- Interactive map of Bagudo
- Country: Nigeria
- State: Kebbi State

Government
- • Local Government Chairman: Aliyu Sabo Zaga

Area
- • Total: 7,782 km^{2} (3,005 sq mi)

Population (2006)
- • Total: 865,817
- Time zone: UTC+1 (WAT)
- Postal code: 871

= Bagudo =

Bagudo is a town and Local Government Area in Kebbi State, Nigeria, sharing a boundary with the Republic of Niger and Republic of Benin.

It has an area of 7,782 km^{2} and a population of 865,817 at the 2006 census.

The postal code of the area is 871.

Bagudo as how the name implies was founded by a Fulani Cattle Rearer called Wabudo, the town has a good settled population which are mainly Fula, Hausas and Zabarmawa with a little Yoruba population and the mainly spoken languages are Hausa and Fula. Islam arrived the city in the 16 century or earlier primarily through the trans-Saharan trade and as a result became wealthy and the commercial nerve centre of the region and is still associated as the "centre of Farming, Herdsmen and Many more.

== Geography, Temperature, Climate ==
The geography of Bagudo LGA encompasses a total expanse of 7,782 square kilometres (3,005 square miles) and encompasses two distinct seasons; the dry and rainy seasons. Notably, the Niger River traverses through this region, contributing to a humidity level of approximately 12%, while the average temperature is 32 °C or 89.6 °F.

The temperature in the wet season is hot, oppressive, and overcast, while in the dry season it's sweltering and partly cloudy.

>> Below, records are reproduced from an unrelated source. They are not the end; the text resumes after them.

PR #2612, opened 2019-04-03
[Android] Add support for actions extensibility

almedina-ms:
Allows the developers to add custom renderers for android so new renderers can be added and current action renderers to be overriden.

BaseActionElementRenderer class was introduced and developers should extend it for their own custom renderers. This class includes two new listeners for developers to use
* **SelectActionOnClickListener** (Inherits from View.OnClickListener): this class allows developers to add selectAction support for their views (either a card element or action). This class doesn't support showCard actions as it's not supported by selectAction
* **ActionOnClickListener**: this class allows developers to add all actions support to their actions but the 
_ActionOnClickListener(RenderedAdaptiveCard, Context, FragmentManager, ViewGroup, BaseActionElement, ICardActionHandler, HostConfig)_ must be used if overriding the showCard action

**Examples are included in the mobile app.**

To add a new action renderer the method _void registerActionRenderer(String, IBaseActionElementRenderer)_ must be used

### How verified

In the mobile app I added three classes
* CustomRedAction (CustomRedActionParser and CustomRedActionRenderer)
* CustomGreenAction (CustomGreenActionParser and CustomGreenActionRenderer)
* ShowCardOverrideRenderer

This three classes exemplify having multiple custom action renderers and overriding the rendering for an existing action type. For testing that these implementations work, in the mobile/samples/v1.2 folder the file CustomActionRenderingTest.json was added which includes a payload that use the new classes.


shalinijoshi19:
ooohh.that;s a lot of commits :) - am assuming you will squash before commiting yes? Also generally do you not rebase -i to cleanup the commit history in your local fork before putting up for PR?

shalinijoshi19:
Can we include a "How Verified" section in teh commit descriptions as well? thanks!

samples/v1.2/Elements/ActionFallback.json
```diff
@@ -0,0 +1,150 @@
...
+	"body": [
+		{
+			"type": "ActionSet",
+			"actions":[
+				{
+					"type": "NoExist",
+					"fallback": {
+						"type": "NeitherExist",
+						"fallback": 
+						{
```
shalinijoshi19: Nit: Can you edit the IDE settings to convert the tabs to spaces pls?

paulcam206: actually, current policy for json is to use tabs :)

shalinijoshi19: Oh? I see - my bad then - any specific reason why? What are we using elsewhere?

---
In reply to: [271974436](https://github.com/Microsoft/AdaptiveCards/pull/2612#discussion_r271974436) [](ancestors = 271974436)

paulcam206:
> ooohh.that;s a lot of commits :) - am assuming you will squash before commiting yes? Also generally do you not rebase -i to cleanup the commit history in your local fork before putting up for PR?

We don't allow plain merge commits to our repo, so your options are `Squash and merge` or `Rebase and merge`. See [here](https://help.github.com/en/articles/about-pull-request-merges) for an explanation of the differences between these two GitHub options. Realistically, I don't think anyone uses the rebase option...

samples/v1.2/Elements/ActionFallback.json
paulcam206: We're using spaces everywhere else. For JSON, tabs are more accepted in the industry. Presumably because it's a data format where size is at more of a premium...

---
In reply to: [271975101](https://github.com/Microsoft/AdaptiveCards/pull/2612#discussion_r271975101) [](ancestors = 271975101,271974436)

paulcam206: You can see our whitespace policies in the `.editorconfig` file at the root of the repo :)

---
In reply to: [271975957](https://github.com/Microsoft/AdaptiveCards/pull/2612#discussion_r271975957) [](ancestors = 271975957,271975101,271974436)

shalinijoshi19: Interesting - thanks for explaining!

---
In reply to: [271975957](https://github.com/Microsoft/AdaptiveCards/pull/2612#discussion_r271975957) [](ancestors = 271975957,271975101,271974436)

source/android/adaptivecards/src/main/cpp/objectmodel_wrap.cpp
```diff
@@ -26135,6 +26251,42 @@ SWIGEXPORT jlong JNICALL Java_io_adaptivecards_objectmodel_AdaptiveCardObjectMod
...
+  
+  (void)jenv;
+  (void)jcls;
+  (void)jarg1_;
+  (void)jarg2_;
+  
+  smartarg1 = *(std::shared_ptr<  AdaptiveCards::UnknownActionParser > **)&jarg1;
+  arg1 = (AdaptiveCards::UnknownActionParser *)(smartarg1 ? smartarg1->get() : 0); 
+  
+  arg2 = (AdaptiveCards::ParseContext *)((*(std::shared_ptr<  AdaptiveCards::ParseContext > **)&jarg2) ? (*(std::shared_ptr<  AdaptiveCards::ParseContext > **)&jarg2)->get() : 0);
```
shalinijoshi19: >   [](start = 60, length = 2)

nit: is this how clang formats the file for us? (this additional spaces in general and then the fact that it's 2 spaces in the opening bracket and one when you clse seems off?

source/android/adaptivecards/src/main/cpp/objectmodel_wrap.cpp
```diff
@@ -26135,6 +26251,42 @@ SWIGEXPORT jlong JNICALL Java_io_adaptivecards_objectmodel_AdaptiveCardObjectMod
...
+  if (!arg2) {
+    SWIG_JavaThrowException(jenv, SWIG_JavaNullPointerException, "AdaptiveCards::ParseContext & reference is null");
+    return 0;
+  } 
+  if(!jarg3) {
+    SWIG_JavaThrowException(jenv, SWIG_JavaNullPointerException, "null string");
```
shalinijoshi19: >null string [](start = 66, length = 11)

our exception messages could do with some work? perhaps more specific (not sure what arg3 is here ) but perhaps include a bit more context on what "string" alludes to?

paulcam206: This is glue code generated by an automated tool called [SWIG](http://www.swig.org/) :)

---
In reply to: [271977090](https://github.com/Microsoft/AdaptiveCards/pull/2612#discussion_r271977090) [](ancestors = 271977090)

source/android/adaptivecards/src/main/cpp/objectmodel_wrap.cpp
paulcam206: because this is auto generated, we consider it exempt from clang formatting rules

---
In reply to: [271976926](https://github.com/Microsoft/AdaptiveCards/pull/2612#discussion_r271976926) [](ancestors = 271976926)

source/android/adaptivecards/src/main/cpp/objectmodel_wrap.cpp
paulcam206: general rule -- things in `source/android/adaptivecards/src/main/*.[h|cpp]` and everything under `source/android/adaptivecards/main/java/io/adaptivecards/objectmodel` are generated files

---
In reply to: [271978478](https://github.com/Microsoft/AdaptiveCards/pull/2612#discussion_r271978478) [](ancestors = 271978478,271977090)

source/android/adaptivecards/src/main/cpp/objectmodel_wrap.cpp
```diff
@@ -26135,6 +26251,42 @@ SWIGEXPORT jlong JNICALL Java_io_adaptivecards_objectmodel_AdaptiveCardObjectMod
...
+    return 0;
+  }
+  const char *arg3_pstr = (const char *)jenv->GetStringUTFChars(jarg3, 0); 
+  if (!arg3_pstr) return 0;
```
shalinijoshi19: Nit: Should we log something here in case this was null? ALso nit(hoping clang can fix this? Paul?) : can we use braces regardless if it's a single statement block or not? tx

almedina-ms: this file is generated via swig so any change to this file will be discarded the next time we run swig.

Swig is the program we use for allowing java code interact with the cpp shared model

Climate change is raising temperatures in Bagudo, affecting air quality, melting glaciers, rising sea levels, desertification, and the frequency of extreme weather events.

== Economy ==
Fishing emerges as a vital component, coexisting with the predominant practice of agriculture, where various crops are cultivated in substantial quantities. Additionally, trade thrives within Bagudo Local Government Area, featuring several markets, including the bustling Lolo central market, offering a diverse array of commodities for prospective buyers.